*THE PROBLEM*.
Locate the word "have" in the data below, then copy every line that holds it.

Records from a collection
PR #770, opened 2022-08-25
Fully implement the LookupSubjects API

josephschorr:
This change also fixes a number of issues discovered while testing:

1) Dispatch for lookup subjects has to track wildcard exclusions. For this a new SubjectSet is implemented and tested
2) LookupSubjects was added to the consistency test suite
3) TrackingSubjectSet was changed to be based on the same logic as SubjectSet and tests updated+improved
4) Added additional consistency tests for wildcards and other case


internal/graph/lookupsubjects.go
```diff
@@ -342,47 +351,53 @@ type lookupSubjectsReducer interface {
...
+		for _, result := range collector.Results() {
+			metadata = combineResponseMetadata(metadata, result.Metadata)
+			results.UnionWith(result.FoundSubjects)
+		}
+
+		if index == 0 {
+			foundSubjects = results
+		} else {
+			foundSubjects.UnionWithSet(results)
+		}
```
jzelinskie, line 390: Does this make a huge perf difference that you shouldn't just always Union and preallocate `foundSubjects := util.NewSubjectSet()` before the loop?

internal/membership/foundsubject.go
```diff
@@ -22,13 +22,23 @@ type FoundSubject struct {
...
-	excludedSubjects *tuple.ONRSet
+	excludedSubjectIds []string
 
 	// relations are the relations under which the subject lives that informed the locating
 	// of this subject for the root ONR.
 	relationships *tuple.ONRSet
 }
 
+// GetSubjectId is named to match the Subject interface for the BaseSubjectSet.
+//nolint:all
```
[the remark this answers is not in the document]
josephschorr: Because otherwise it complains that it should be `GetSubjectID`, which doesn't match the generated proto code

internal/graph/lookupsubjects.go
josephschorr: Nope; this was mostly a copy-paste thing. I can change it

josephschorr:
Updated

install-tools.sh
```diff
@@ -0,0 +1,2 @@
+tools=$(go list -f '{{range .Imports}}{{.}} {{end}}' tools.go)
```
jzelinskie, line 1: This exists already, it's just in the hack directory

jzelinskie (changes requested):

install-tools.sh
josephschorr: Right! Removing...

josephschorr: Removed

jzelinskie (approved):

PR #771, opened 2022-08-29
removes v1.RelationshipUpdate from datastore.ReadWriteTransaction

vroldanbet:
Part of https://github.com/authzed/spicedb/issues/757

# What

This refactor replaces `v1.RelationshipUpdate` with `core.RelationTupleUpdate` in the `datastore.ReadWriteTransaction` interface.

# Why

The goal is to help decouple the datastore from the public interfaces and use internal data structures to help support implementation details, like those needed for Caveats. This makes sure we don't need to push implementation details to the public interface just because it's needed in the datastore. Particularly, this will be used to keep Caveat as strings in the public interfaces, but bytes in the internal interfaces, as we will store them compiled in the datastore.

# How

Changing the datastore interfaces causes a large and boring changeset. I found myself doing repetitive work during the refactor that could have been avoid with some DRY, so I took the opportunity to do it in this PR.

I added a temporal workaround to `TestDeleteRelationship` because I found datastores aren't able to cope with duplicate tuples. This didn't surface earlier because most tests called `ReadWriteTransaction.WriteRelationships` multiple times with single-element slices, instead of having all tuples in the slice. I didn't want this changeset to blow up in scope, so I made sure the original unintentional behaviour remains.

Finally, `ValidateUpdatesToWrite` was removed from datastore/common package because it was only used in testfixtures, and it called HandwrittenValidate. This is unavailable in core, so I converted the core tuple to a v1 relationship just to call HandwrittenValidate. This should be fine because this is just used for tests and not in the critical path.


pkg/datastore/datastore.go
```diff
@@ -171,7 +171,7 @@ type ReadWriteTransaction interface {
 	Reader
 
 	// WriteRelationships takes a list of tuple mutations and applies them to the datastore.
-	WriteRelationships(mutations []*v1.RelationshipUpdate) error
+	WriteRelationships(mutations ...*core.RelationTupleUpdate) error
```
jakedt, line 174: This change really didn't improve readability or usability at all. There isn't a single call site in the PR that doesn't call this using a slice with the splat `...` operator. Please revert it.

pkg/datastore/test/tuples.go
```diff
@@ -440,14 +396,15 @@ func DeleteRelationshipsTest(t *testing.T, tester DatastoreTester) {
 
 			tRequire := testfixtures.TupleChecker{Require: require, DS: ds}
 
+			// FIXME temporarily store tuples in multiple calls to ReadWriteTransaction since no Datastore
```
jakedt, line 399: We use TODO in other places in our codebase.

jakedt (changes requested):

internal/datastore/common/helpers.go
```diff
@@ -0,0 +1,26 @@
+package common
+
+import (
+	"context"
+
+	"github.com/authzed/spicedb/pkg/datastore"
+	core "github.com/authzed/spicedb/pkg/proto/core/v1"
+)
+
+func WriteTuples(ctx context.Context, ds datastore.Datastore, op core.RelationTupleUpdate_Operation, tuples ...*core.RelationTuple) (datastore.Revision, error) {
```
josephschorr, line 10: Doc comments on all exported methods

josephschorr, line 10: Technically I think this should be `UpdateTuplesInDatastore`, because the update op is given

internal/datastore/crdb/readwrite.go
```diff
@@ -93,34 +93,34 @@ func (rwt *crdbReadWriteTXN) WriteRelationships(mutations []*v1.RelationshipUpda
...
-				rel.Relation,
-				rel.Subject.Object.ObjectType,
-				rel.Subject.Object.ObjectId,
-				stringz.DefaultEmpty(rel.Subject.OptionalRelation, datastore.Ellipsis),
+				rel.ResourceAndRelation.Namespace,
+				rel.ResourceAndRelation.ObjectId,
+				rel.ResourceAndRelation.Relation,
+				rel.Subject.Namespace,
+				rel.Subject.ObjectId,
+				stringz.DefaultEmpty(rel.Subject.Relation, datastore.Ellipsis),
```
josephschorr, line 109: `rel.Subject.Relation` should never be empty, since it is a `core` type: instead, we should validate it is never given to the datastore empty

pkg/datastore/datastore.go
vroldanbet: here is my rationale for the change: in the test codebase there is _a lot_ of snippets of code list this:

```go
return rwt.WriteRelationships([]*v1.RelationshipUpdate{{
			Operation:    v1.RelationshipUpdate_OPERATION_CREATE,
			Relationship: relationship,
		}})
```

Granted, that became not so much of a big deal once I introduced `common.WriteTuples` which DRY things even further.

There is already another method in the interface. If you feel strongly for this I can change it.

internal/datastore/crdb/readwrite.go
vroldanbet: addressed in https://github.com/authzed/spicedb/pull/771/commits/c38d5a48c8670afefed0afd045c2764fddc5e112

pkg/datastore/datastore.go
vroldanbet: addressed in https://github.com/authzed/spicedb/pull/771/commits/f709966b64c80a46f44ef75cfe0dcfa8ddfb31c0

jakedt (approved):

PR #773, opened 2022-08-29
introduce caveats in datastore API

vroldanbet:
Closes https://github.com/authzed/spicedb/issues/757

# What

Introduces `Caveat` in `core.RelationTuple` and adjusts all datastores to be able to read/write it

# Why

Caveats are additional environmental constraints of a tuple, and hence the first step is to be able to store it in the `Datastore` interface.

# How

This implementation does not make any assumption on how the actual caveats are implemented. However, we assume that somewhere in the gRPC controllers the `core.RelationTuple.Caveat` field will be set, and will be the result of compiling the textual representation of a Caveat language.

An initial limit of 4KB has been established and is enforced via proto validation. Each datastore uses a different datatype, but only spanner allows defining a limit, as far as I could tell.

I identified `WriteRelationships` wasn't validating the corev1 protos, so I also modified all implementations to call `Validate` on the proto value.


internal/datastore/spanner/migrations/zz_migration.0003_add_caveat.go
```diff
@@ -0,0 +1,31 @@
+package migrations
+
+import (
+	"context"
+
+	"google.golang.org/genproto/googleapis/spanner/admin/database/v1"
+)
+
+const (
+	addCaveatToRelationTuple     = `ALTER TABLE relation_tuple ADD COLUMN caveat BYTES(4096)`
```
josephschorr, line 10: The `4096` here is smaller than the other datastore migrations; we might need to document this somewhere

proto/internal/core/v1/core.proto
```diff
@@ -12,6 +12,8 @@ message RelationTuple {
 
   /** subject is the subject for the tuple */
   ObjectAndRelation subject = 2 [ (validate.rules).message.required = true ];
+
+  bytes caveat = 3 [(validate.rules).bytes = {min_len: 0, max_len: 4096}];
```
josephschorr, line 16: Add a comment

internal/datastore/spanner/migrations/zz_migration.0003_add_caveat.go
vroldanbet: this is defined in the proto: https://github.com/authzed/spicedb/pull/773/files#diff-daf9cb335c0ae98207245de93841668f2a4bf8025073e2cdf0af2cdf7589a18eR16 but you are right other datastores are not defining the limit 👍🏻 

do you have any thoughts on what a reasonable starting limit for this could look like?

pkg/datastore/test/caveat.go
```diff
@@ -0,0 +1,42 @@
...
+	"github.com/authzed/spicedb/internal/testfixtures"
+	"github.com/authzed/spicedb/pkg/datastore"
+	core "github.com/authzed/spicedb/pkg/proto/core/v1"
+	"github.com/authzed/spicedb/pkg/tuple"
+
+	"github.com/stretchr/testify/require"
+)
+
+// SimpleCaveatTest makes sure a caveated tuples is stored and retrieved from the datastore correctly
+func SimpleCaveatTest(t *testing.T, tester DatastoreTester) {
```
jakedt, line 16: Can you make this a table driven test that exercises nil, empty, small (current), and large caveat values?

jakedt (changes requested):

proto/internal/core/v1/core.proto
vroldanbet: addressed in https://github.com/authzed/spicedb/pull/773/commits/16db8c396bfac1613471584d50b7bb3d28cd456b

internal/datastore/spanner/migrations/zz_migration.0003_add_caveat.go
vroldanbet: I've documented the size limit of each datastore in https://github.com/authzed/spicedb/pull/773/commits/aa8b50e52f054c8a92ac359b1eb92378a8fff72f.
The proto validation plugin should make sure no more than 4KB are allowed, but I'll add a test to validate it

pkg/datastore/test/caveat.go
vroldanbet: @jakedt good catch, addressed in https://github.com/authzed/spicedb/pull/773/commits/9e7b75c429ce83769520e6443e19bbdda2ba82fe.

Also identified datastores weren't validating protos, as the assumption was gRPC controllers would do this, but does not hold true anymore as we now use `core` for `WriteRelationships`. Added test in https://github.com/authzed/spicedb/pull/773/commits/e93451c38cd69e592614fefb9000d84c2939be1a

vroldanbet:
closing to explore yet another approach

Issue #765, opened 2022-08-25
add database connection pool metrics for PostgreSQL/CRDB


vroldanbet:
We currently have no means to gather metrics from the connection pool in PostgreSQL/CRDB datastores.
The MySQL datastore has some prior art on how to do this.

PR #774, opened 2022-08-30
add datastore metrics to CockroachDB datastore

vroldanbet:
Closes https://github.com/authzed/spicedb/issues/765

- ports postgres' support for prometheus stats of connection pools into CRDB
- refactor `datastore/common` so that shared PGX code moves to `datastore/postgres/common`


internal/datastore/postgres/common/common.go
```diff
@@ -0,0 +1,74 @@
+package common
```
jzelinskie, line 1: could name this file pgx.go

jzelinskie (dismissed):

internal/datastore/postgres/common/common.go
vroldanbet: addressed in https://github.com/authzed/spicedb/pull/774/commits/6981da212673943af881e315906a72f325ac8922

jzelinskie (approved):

*EXERCISE ANSWER*.
Changing the datastore interfaces causes a large and boring changeset. I found myself doing repetitive work during the refactor that could have been avoid with some DRY, so I took the opportunity to do it in this PR.
do you have any thoughts on what a reasonable starting limit for this could look like?
We currently have no means to gather metrics from the connection pool in PostgreSQL/CRDB datastores.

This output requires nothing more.